Collected data:
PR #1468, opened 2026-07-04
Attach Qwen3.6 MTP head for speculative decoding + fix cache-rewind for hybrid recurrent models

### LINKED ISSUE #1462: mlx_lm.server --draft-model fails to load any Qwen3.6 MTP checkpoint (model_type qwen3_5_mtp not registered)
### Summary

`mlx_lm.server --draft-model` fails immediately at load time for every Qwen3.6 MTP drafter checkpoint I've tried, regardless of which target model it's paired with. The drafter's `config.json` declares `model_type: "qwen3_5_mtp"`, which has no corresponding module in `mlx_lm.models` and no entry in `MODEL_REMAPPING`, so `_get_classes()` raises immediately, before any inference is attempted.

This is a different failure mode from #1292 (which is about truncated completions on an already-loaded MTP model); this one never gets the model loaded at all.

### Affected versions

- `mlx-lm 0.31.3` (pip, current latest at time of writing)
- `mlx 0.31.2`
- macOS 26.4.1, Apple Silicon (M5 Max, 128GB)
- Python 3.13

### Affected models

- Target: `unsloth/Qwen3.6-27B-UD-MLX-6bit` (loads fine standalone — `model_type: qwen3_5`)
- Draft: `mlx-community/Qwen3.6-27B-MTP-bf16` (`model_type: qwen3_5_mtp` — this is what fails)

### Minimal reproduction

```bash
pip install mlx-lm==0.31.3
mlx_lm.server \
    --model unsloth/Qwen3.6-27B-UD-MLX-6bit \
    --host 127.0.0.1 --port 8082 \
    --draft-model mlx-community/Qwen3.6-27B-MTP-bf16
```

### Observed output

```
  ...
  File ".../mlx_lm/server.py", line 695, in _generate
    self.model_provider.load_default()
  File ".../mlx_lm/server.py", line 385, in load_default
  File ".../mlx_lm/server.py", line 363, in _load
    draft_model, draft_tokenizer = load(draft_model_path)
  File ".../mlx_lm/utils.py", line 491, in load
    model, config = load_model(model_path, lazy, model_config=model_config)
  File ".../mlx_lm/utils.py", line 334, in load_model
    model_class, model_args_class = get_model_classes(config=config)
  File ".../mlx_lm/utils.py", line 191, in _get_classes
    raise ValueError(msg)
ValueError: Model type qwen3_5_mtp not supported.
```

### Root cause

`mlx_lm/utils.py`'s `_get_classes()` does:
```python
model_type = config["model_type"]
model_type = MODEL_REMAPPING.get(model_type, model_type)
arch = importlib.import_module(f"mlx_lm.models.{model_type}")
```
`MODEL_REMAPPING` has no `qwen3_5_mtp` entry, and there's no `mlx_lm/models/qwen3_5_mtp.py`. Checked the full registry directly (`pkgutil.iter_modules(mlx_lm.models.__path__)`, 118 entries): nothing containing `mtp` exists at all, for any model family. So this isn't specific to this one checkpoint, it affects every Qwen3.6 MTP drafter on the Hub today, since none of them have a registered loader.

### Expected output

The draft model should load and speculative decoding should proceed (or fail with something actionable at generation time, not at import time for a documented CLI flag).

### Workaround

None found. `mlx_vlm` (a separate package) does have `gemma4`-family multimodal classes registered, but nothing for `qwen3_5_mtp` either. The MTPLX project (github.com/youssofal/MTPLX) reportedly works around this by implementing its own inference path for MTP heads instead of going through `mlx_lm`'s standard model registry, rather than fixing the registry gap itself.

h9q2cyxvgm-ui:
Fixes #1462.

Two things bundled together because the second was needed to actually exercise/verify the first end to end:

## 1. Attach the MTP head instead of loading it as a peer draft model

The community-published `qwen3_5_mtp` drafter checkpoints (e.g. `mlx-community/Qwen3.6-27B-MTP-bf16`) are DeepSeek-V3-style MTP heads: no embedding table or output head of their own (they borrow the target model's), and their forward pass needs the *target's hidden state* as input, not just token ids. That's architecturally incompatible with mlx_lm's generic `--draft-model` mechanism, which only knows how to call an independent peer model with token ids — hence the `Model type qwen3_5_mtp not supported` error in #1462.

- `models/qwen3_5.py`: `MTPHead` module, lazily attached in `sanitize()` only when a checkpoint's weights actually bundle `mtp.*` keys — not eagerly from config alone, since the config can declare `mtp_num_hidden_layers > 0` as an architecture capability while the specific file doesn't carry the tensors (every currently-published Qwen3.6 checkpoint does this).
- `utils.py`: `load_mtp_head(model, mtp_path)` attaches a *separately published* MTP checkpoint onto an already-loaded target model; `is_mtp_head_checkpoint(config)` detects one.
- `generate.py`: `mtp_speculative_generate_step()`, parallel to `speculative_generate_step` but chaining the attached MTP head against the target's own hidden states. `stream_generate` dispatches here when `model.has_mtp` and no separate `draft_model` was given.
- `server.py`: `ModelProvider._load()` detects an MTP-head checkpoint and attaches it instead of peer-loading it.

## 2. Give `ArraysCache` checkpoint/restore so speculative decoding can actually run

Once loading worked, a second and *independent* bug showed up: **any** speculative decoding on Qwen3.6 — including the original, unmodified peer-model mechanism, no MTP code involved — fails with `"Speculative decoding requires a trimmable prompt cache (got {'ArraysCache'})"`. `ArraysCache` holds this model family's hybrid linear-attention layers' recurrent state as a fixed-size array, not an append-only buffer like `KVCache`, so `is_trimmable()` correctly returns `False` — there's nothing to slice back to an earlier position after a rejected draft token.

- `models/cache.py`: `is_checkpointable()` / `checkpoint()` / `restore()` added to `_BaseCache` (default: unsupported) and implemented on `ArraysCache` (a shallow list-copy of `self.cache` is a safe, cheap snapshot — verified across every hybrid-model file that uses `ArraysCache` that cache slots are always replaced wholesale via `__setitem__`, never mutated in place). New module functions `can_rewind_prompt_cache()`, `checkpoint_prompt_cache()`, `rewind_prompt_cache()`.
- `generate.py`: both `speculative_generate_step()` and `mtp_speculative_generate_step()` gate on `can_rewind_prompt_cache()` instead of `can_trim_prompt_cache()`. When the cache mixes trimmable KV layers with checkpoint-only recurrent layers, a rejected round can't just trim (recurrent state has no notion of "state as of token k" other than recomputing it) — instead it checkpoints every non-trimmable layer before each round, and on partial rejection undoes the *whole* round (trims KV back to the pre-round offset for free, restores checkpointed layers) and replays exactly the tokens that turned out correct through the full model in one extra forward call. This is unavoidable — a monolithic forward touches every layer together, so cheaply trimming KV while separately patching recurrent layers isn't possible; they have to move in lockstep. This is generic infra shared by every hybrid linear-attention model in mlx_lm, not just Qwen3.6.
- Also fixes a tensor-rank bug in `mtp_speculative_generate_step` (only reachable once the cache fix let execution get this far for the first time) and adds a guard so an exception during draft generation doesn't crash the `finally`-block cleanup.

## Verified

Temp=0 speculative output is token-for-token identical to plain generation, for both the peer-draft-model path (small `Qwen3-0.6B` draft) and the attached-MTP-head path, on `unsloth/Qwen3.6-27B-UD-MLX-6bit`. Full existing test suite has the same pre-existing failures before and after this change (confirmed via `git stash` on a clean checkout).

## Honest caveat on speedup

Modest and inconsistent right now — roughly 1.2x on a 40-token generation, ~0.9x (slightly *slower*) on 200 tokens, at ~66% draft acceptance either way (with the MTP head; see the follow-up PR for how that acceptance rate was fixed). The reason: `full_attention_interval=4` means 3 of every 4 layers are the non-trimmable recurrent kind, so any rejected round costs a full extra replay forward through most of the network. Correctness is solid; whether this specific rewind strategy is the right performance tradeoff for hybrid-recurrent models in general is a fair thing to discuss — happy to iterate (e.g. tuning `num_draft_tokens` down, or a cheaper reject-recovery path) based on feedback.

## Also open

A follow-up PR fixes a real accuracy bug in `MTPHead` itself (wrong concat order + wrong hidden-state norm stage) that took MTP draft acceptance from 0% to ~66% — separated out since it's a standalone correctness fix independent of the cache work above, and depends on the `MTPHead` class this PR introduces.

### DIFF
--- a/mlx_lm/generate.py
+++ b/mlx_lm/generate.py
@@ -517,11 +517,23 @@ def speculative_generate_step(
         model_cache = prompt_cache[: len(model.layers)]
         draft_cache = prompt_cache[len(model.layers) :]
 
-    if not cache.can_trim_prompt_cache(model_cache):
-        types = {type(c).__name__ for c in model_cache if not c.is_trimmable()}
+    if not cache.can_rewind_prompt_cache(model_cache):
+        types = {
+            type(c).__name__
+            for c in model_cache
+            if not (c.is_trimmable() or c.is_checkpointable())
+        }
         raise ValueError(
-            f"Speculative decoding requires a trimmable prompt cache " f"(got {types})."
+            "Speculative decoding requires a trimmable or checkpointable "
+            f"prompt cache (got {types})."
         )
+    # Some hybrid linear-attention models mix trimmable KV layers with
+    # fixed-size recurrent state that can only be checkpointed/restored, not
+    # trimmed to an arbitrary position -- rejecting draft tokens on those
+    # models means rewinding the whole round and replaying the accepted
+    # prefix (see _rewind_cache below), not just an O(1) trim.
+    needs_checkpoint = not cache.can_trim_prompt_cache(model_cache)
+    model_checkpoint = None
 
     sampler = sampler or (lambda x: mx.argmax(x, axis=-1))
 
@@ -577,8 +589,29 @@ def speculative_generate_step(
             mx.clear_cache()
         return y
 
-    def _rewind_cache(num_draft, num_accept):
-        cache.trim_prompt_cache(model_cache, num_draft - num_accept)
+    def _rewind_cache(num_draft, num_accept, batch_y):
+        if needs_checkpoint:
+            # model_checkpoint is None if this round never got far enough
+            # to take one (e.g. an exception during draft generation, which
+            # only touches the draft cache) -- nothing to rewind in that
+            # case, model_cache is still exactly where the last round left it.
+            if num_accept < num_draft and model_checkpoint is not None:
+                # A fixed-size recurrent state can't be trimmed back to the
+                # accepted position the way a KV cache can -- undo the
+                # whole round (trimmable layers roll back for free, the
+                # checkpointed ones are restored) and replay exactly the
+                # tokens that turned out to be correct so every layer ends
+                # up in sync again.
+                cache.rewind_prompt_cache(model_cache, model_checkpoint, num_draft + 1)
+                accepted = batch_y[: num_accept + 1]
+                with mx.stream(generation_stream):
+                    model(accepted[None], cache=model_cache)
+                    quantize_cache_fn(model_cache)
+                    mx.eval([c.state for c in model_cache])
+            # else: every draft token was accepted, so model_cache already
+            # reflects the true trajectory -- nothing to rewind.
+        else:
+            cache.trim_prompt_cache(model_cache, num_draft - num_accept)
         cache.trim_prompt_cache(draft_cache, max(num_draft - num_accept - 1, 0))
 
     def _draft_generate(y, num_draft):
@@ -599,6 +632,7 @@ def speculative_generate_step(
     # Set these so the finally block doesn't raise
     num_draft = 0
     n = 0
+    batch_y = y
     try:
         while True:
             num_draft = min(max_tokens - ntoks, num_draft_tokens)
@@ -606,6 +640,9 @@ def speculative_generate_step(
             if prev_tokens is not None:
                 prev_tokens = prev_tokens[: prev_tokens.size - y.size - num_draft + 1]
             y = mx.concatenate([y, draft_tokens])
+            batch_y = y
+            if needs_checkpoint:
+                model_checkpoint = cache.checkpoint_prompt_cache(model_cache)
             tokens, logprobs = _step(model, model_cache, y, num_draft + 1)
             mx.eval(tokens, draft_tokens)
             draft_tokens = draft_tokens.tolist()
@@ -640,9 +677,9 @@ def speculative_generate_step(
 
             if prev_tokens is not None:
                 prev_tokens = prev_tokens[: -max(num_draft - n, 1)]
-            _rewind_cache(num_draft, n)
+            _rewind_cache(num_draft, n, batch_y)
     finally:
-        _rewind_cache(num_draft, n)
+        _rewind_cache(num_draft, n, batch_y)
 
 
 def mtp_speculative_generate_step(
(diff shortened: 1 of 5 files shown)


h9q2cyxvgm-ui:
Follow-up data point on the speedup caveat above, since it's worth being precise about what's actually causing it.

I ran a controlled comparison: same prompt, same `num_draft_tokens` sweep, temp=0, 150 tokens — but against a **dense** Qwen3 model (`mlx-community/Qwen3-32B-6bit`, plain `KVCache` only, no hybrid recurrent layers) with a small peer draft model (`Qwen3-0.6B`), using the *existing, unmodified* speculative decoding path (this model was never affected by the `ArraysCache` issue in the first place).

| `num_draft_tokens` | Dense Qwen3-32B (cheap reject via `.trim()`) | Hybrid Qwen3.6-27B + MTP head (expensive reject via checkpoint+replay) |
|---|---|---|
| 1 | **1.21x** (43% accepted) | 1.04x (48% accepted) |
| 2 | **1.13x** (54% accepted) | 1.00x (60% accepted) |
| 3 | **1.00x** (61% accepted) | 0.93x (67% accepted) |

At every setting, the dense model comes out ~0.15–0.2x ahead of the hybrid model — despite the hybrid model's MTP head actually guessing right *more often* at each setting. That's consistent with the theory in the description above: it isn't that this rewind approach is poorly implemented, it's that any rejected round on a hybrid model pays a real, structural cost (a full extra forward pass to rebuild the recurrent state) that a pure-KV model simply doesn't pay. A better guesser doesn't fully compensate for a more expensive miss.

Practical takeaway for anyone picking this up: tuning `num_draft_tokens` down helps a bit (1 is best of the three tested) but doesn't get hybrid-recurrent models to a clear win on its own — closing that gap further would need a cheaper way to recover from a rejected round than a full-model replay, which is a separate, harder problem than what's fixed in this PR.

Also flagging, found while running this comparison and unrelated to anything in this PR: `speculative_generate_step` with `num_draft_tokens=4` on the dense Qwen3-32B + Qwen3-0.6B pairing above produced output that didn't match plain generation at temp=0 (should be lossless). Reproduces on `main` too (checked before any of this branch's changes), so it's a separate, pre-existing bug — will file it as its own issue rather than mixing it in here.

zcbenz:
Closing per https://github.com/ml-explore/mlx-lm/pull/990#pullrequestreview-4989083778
---
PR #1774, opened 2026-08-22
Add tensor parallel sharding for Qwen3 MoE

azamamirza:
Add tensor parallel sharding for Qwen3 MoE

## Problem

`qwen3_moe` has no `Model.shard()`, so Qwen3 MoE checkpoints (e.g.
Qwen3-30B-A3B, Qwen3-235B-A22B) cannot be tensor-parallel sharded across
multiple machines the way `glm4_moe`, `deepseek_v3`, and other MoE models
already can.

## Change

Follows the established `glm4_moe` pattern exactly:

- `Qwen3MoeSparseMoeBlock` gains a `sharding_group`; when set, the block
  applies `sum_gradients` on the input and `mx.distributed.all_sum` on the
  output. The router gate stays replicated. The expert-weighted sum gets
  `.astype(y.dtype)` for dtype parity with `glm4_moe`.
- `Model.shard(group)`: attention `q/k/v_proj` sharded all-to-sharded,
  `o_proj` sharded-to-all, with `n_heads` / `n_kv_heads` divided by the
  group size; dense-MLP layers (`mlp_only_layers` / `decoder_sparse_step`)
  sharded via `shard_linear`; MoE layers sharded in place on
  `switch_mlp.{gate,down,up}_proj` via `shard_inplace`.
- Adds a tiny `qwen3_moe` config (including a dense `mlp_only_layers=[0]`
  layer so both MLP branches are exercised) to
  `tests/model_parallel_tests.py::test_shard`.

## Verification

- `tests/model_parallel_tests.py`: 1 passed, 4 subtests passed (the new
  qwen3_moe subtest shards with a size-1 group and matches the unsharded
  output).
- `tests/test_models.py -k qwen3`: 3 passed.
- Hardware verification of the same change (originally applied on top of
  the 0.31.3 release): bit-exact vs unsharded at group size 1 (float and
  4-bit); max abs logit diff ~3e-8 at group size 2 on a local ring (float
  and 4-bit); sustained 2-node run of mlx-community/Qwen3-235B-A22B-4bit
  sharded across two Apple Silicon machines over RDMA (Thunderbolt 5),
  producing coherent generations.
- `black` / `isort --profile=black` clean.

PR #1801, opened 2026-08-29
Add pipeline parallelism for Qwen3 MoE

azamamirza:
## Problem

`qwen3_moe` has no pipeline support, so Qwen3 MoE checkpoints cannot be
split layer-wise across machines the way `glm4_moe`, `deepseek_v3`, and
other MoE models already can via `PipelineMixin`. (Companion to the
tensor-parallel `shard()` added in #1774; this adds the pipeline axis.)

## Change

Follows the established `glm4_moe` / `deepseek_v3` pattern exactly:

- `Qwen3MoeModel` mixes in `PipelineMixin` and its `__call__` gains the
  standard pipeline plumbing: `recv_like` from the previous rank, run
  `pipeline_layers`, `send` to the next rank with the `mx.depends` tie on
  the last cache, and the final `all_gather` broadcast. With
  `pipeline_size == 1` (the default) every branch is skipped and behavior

* _What to produce_
Look at each line above and note whether it holds the word "block". Report how many do, as the number only.

* _Solved exercise_
3